Fryer was a sergeant-painter to Queen Elizabeth. Records of these appointments are complex and potential benefits were shared with other painters. In 1598, his office of sergeant-painter was confirmed for life. On 26 April 1605, in the reigh of James VI and I another grant of the office was made, with survivorship to Leonard Fryer and John de Critz of the office of sergeant-painter, revoking a previous grant to Leonard Fryer with reversion to John de Critz. As De Critz was shortly afterwards in sole possession of the office, and obtained several contracts from the royal works, it is probable that Fryer had become inactive through illness and died soon after.

Queen Elizabeth employed Leonard Fryer to decorate the long gallery at Oatlands with a woodgrain pattern in 1598. He primed the panelling with white lead paint and then painted imitation "flotherwoode", with gold and silver highlights on the mouldings, with arabesque patterns and paintwork of "markatree", perhaps resembling marquetry. He finished the graining with "sweet varnish", probably chosen for its pleasing scent.

At Greenwich Palace, Fryer painted benches using "jasper" colour, and in later years "rance water colour" coated with mastic for the garden and orchard.
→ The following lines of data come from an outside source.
PR #4629, opened 2025-10-22
Return comparable LinkedHashMap in `valueForCalcite()` of ExprTupleValue

LantaoJin:
### Description
Fix `class java.util.LinkedHashMap cannot be cast to class java.lang.Comparable` in `dedup` struct field

### Related Issues
Resolves #4339

### Check List
- [x] New functionality includes testing.
- [ ] New functionality has been documented.
 - [ ] New functionality has javadoc added.
 - [ ] New functionality has a user manual doc added.
- [ ] New PPL command [checklist](https://github.com/opensearch-project/sql/blob/main/docs/dev/ppl-commands.md) all confirmed.
- [ ] API changes companion pull request [created](https://github.com/opensearch-project/opensearch-api-specification/blob/main/DEVELOPER_GUIDE.md).
- [x] Commits are signed per the DCO using `--signoff` or `-s`.
- [ ] Public documentation issue/PR [created](https://github.com/opensearch-project/documentation-website/issues/new/choose).

By submitting this pull request, I confirm that my contribution is made under the terms of the Apache 2.0 license.
For more information on following Developer Certificate of Origin and signing off your commits, please check [here](https://github.com/opensearch-project/sql/blob/main/CONTRIBUTING.md#developer-certificate-of-origin).

PR #4648, opened 2025-10-23
Followup: Change ComparableLinkedHashMap to compare Key than Value

### LINKED ISSUE #4339: [BUG] dedup raise 500 error when object attribute is specified
**What is the bug?**
`dedup` command raise 500 error when object attribute is specified.
Sample query:
```
source=logs-* | head 10 | dedup attributes
```
where attributes is struct like:
```
      {
        "cluster": {
          "name": "xyz-cluster1-ci-prod-us-east-1",
          "region": "us-east-1",
          "env": "prod"
        },
        "log": {
          "file": {
            "path": "/var/log/xyz/abc.log"
          }
        },
        "obs_body_length": 146
      },
```

error:
```
{
  "error": {
    "details": "java.sql.SQLException: exception while executing query: class java.util.LinkedHashMap cannot be cast to class java.lang.Comparable (java.util.LinkedHashMap and java.lang.Comparable are in module java.base of loader 'bootstrap')",
    "type": "RuntimeException"
  },
  "status": 500
}
```

run ppl query: `source=logs-* | head 10 | dedup attributes`

It should return invalid query error with 4xx status code.

 - Version [e.g. 22] 3.1
 - Plugins

LantaoJin:
### Description
Followup of https://github.com/opensearch-project/sql/pull/4629: `ComparableLinkedHashMap` as an util class, better to change it to compare key than value instead of values only.

### Related Issues
Resolves #4339 

### Check List

### DIFF
--- a/core/src/main/java/org/opensearch/sql/data/utils/ComparableLinkedHashMap.java
+++ b/core/src/main/java/org/opensearch/sql/data/utils/ComparableLinkedHashMap.java
@@ -42,15 +42,29 @@ public class ComparableLinkedHashMap<K, V> extends LinkedHashMap<K, V>
     if (!thisHasNext) return -1;
     if (!otherHasNext) return 1;
 
-    V thisValue = thisIterator.next().getValue();
-    V otherValue = otherIterator.next().getValue();
-    int comparison = compareValues(thisValue, otherValue);
+    Map.Entry<K, V> thisEntry = thisIterator.next();
+    Map.Entry<K, V> otherEntry = otherIterator.next();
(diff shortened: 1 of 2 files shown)


qianheng-aws (commented):
Can you elaborate more on the scenario of comparing key? 

I'm guessing whether it's for the case that different rows get different schema, like 
```
row1: {"c": 1, "a": 1, "b": 1}
row2: {"b": "2", "a": 1}
```

However, for this case, shouldn't we sort the map by their key first separately and then do comparison between them?

PR #4651, opened 2025-10-23
Fix asc/desc keyword behavior for sort command

ritvibhatt:
### Description
Fixed PPL sort command so that asc/desc keywords specify sort direction for individual fields instead of applying all fields in the sort command. (keywords work on individual fields ex ```sort field1 asc, field2 desc``` means field1 is ascending and field2 is descending) while preventing mixing of prefix (+/-) and suffix (asc/desc) syntax, and updated integration tests to match this behavior.

Files Changed

- ppl/src/main/antlr/OpenSearchPPLParser.g4: Updated grammar rules for sort command to support individual field ASC/DESC keywords
- ppl/src/main/java/org/opensearch/sql/ppl/parser/AstBuilder.java: Updated visitSortCommand() method to handle new ASC/DESC field syntax and prevent mixing of +/-and asc/desc sort syntax
- ppl/src/main/java/org/opensearch/sql/ppl/parser/AstExpressionBuilder.java: Modified expression building logic for sort field parsing and ensure consistent sort direction syntax usage across all sort fields
- ppl/src/main/java/org/opensearch/sql/ppl/utils/ArgumentFactory.java: Updated getSortArguments() method to process new field-level ASC/DESC syntax

### Related Issues

### Check List

### DIFF
--- a/ppl/src/main/java/org/opensearch/sql/ppl/utils/ArgumentFactory.java
+++ b/ppl/src/main/java/org/opensearch/sql/ppl/utils/ArgumentFactory.java
@@ -26,6 +26,7 @@ import org.opensearch.sql.ppl.antlr.parser.OpenSearchPPLParser.FieldsCommandCont
 import org.opensearch.sql.ppl.antlr.parser.OpenSearchPPLParser.IntegerLiteralContext;
 import org.opensearch.sql.ppl.antlr.parser.OpenSearchPPLParser.PrefixSortFieldContext;
 import org.opensearch.sql.ppl.antlr.parser.OpenSearchPPLParser.RareCommandContext;
+import org.opensearch.sql.ppl.antlr.parser.OpenSearchPPLParser.SortFieldContext;
 import org.opensearch.sql.ppl.antlr.parser.OpenSearchPPLParser.SuffixSortFieldContext;
 import org.opensearch.sql.ppl.antlr.parser.OpenSearchPPLParser.TopCommandContext;
 
@@ -108,6 +109,22 @@ public class ArgumentFactory {
   }
 
   /**
+   * Get list of {@link Argument}.
+   *
+   * @param ctx SortFieldContext instance
+   * @return the list of arguments fetched from the sort field in sort command
+   */
+  public static List<Argument> getArgumentList(SortFieldContext ctx) {
+    if (ctx instanceof PrefixSortFieldContext) {
+      return getArgumentList((PrefixSortFieldContext) ctx);
+    } else if (ctx instanceof SuffixSortFieldContext) {
+      return getArgumentList((SuffixSortFieldContext) ctx);
+    } else {
+      return getArgumentList((DefaultSortFieldContext) ctx);
+    }
+  }
+
+  /**
    * Get list of {@link Argument} for prefix sort field (+/- syntax).
    *
    * @param ctx PrefixSortFieldContext instance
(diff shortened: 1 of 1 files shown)


ppl/src/main/antlr/OpenSearchPPLParser.g4
```diff
@@ -819,7 +819,10 @@ fieldList
    ;
 
 sortField
-   : (PLUS | MINUS)? sortFieldExpression
+   : (PLUS | MINUS) sortFieldExpression (ASC | A | DESC | D)  # invalidMixedSortField
```
ykmr1224, line 822: Why do we need to define invalid syntax? wouldn't it fail parse without this?

docs/user/ppl/cmd/sort.rst
```diff
@@ -16,13 +16,16 @@ Description
...
 
 
 * count (Since 3.3): optional. The number of results to return. **Default:** returns all results. Specifying a count of 0 or less than 0 also returns all results.
 * [+|-]: optional. The plus [+] stands for ascending order and NULL/MISSING first and a minus [-] stands for descending order and NULL/MISSING last. **Default:** ascending order and NULL/MISSING first.
+* [asc|a|desc|d]: optional. asc/a stands for ascending order and NULL/MISSING first. desc/d stands for descending order and NULL/MISSING last. **Default:** ascending order and NULL/MISSING first.
 * sort-field: mandatory. The field used to sort. Can use ``auto(field)``, ``str(field)``, ``ip(field)``, or ``num(field)`` to specify how to interpret field values.
-* [asc|a|desc|d] (Since 3.3): optional. asc/a keeps the sort order as specified. desc/d reverses the sort results. If multiple fields are specified with desc/d, reverses order of the first field then for all duplicate values of the first field, reverses the order of the values of the second field and so on. **Default:** asc.
+
+.. note::
+   You cannot mix +/- and asc/desc in the same sort command. Choose one approach for all fields in a single sort command.
```
ykmr1224, line 28: Do we need to prohibit this? Any concern to allow the mixture?

ppl/src/main/java/org/opensearch/sql/ppl/parser/AstExpressionBuilder.java
```diff
@@ -226,20 +226,54 @@ public UnresolvedExpression visitRenameFieldExpression(RenameFieldExpressionCont
...
+            suffixKeyword,
+            prefixOperator,
+            ctx.sortFieldExpression().getText(),
+            ctx.sortFieldExpression().getText(),
+            suffixKeyword));
+  }
 
-    UnresolvedExpression fieldExpression =
-        visit(ctx.sortFieldExpression().fieldExpression().qualifiedName());
+  private Field buildSortField(
```
ykmr1224, line 263: It is not critical, but please improve if you have capacity.
Following logics looks weird to me since visitPrefixSortField / visitSuffixSortField / visitDefaultSortField already know their type, but come to the same place and branch based on the context class.
I don't have clear idea to improve it, but I think there are better way to organize the code.

ppl/src/main/antlr/OpenSearchPPLParser.g4
ritvibhatt: It would fail the parse but added this to have a more clear error for when the two syntaxes are mixed

docs/user/ppl/cmd/sort.rst
ritvibhatt: Added because the syntax gets confusing if there's a lot of mixing of the 2 different syntaxes

ppl/src/main/java/org/opensearch/sql/ppl/parser/AstExpressionBuilder.java
ritvibhatt: Yeah it is a bit confusing, I can take this up as a task in a follow up PR to improve the logic here

docs/user/ppl/cmd/sort.rst
```diff
@@ -81,10 +84,28 @@ PPL query::
     | 13             | 28  |
     +----------------+-----+
 
-Example 4: Sort by multiple field
-=============================
+Example 4: Sort by one field in descending order (using desc)
+==============================================================
 
-The example show sort all the document with gender field in ascending order and age field in descending.
+The example show sort all the document with age field in descending order using the desc keyword.
```
RyanL1997, line 90: nit: show -> shows

ppl/src/main/java/org/opensearch/sql/ppl/utils/ArgumentFactory.java
```diff
@@ -112,19 +115,68 @@ public static List<Argument> getArgumentList(DedupCommandContext ctx) {
...
+      return new Argument("type", new Literal("auto", DataType.STRING));
+    } else if (ctx.IP() != null) {
+      return new Argument("type", new Literal("ip", DataType.STRING));
+    } else if (ctx.NUM() != null) {
+      return new Argument("type", new Literal("num", DataType.STRING));
+    } else if (ctx.STR() != null) {
+      return new Argument("type", new Literal("str", DataType.STRING));
+    } else {
+      return new Argument("type", new Literal(null, DataType.NULL));
+    }
```
RyanL1997, line 179:
```suggestion
private static Argument getTypeArgument(OpenSearchPPLParser.SortFieldExpressionContext ctx) {
    if (ctx.AUTO() != null) return createTypeArgument("auto");
    if (ctx.IP() != null) return createTypeArgument("ip");
    if (ctx.NUM() != null) return createTypeArgument("num");
    if (ctx.STR() != null) return createTypeArgument("str");
    return createTypeArgument(null);
}

private static Argument createTypeArgument(String value) {
    DataType dataType = value != null ? DataType.STRING : DataType.NULL;
    return new Argument("type", new Literal(value, dataType));
}
```

RyanL1997 (approved):

RyanL1997 (approved):

Issue #4570, opened 2025-10-15
[BUG] system limit from `plugins.ppl.join.subsearch_maxout` prevents sort push down for sort merge join


qianheng-aws:
**What is the bug?**
system limit from `plugins.ppl.join.subsearch_maxout` prevents sort push down for sort merge join

**How can one reproduce the bug?**
1. Create a index, e.g.:
```
PUT localhost:9200/test
{
    "mappings": {
        "properties": {
            "id": {
                "type": "text"
            },
            "value": {
                "type": "integer"
            }
        }
    }
}
```

2. explain the physical plan for a join query:
```
POST localhost:9200/_plugins/_ppl/_explain?format=extended

source=test | join value test 
```
and get final plan:
```
...
EnumerableCalc(expr#0..2=[{inputs}], value=[$t1], id=[$t2])
  EnumerableLimit(fetch=[10000])
    EnumerableMergeJoin(condition=[=($0, $1)], joinType=[inner])
      CalciteEnumerableIndexScan(table=[[OpenSearch, test]], PushDownContext=[[PROJECT->[value], SORT->[{\"value\" : {\"order\" : \"asc\",\"missing\" : \"_last\"}]], OpenSearchRequestBuilder(sourceBuilder={\"from\":0,\"timeout\":\"1m\",\"_source\":{\"includes\":[\"value\"],\"excludes\":[]},\"sort\":[{\"value\":{\"order\":\"asc\",\"missing\":\"_last\"}}]}, requestedTotalSize=2147483647, pageSize=null, startFrom=0)])
      EnumerableSort(sort0=[$0], dir0=[ASC])
        CalciteEnumerableIndexScan(table=[[OpenSearch, test]], PushDownContext=[[PROJECT->[value, id], LIMIT->50000], OpenSearchRequestBuilder(sourceBuilder={\"from\":0,\"size\":50000,\"timeout\":\"1m\",\"_source\":{\"includes\":[\"value\",\"id\"],\"excludes\":[]}}, requestedTotalSize=50000, pageSize=null, startFrom=0)])
...
```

He painted the lead canopy over a seating area beside a mulberry blue. "Rance" or "raunce" was a reddish variety of Tournai marble prized by monumental masons, but the paintwork could also be white and black. The canopy was constructed by William Portington, and Fryer painted the posts "ashcolour" and "jasper-like raunce in water colour". He also gilded finials on the seats.

Fryer painted banners and gilded replicas of the crown jewels for the effigy at the funeral of Elizabeth I. The horses had ostrich feather plumes supplied by William Cookesbury, and Fryer gilded the leather trappings. In the first year of the reign of James VI and I, Fryer painted the ceiling of the old Banqueting House at Whitehall Palace with 537 square yards of "work called clouds".

Fryer's will mentions an outstanding debt for painting at the coronation of King James and Anne of Denmark in July 1603 and their subsequent Royal Entry to London in March 1604.

The Painter-Stainers' Hall in London contains a richly chased cup presented by Leonard Fryer to the company in 1605.

==A family business==
Leonard's brother Robert Fryer (died 1617) was also a painter, although details of his work have not been discovered. Robert and Leonard's sons were also painters. They signed a petition about smalt, a blue pigment made from powdered cobalt glass. A payment to a "Reynold Fryer" in 1598 for painting doors, woodwork, and panelling at Greenwich Palace in yellow and jasper colours may indicate another brother, or "Reynold" may be a scribe's error for "Leonard".